Which of the lines in the listing that follows hold "killing"? Pull each one out.

Extracted information Block Start

PR #1254, opened 2024-02-09
Fix ubsan errors killing QUIC harness in CF

nlgripto:
`src/ballet/ed25519/avx/fd_ed25519_fe.c:682:36: runtime error: left shift of negative value -60211` 
This ubsan complaint was (likely) killing the harness in CLusterFuzz.


ripatel-fd:
Looks like we are missing this macro for UBSan:

https://github.com/firedancer-io/firedancer/blob/10cd42ed1c3e2a3746c01ab4d413adaf665566eb/src/util/sanitize/fd_asan.h#L43-L47

marctrem:
> These are no longer arithmetic right shifts. Consider FD_FN_NO_UBSAN instead or silence UBSan warnings project-wide, as we are not yet UBSan compatible.

I partially agree with this assessment. Conceptually those might not be arithmetic right shifts anymore but still, to get the desired result, you need to use the machine's arithmetic right shift. This should apparently not be done with signed values.

Maybe some other machine implements right shift on signed values in another way that's unexpected? I know that our static asserts would catch that but still, I think the change is worth it.

That's just my 2 cents. Definitely feel free to dismiss.

ripatel-fd:
Right. We don't understand the implications of this change, and it potentially affects cryptography. Therefore we don't just change it to make some linter happy.

nlgripto:
kb:
>Now to deal with such from UBSan and what not that are dealing with busted language specs (that all too often are being used as an excuse by bad compiler writers to drive a mack truck through otherwise sane code), there are some operations in bits that should fix this.
>In bits there is a fd_long_shift_left (and other such) to deal with stuff like this.
>Namely:
FD_FN_CONST static inline T    fd_##T##_shift_left  ( T x, int n      ) { return (T)fd_##UT##_shift_left  ( (UT)x, n ); }        \
And this in turn also handles large n (another area of UB behavior in the standard):
FD_FN_CONST static inline T    fd_##T##_shift_left  ( T x, int n        ) { return (T)(((n>(w-1)) ? ((T)0) : x) << (n&(w-1)));   } \
In principle, since n here is a compile time constant all this should boil down to what the original code was doing.  I don't like needing to throw this much obtuseness and effort for the compiler to do so what was already fine.  But such is the modern way and we make do with what we have.

src/ballet/ed25519/avx/fd_ed25519_fe.c
```diff
@@ -1,6 +1,6 @@
 #include "../fd_ed25519_private.h"
 #include "fd_ed25519_fe_avx.h"
-
+#include "../../../util/bits/fd_bits.h"
```
kbowers-jump, line 3: Unnecessary (already in build space)

src/ballet/ed25519/avx/fd_ed25519_fe.c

Extracted information Block End

** Output for this task **
Fix ubsan errors killing QUIC harness in CF
This ubsan complaint was (likely) killing the harness in CLusterFuzz.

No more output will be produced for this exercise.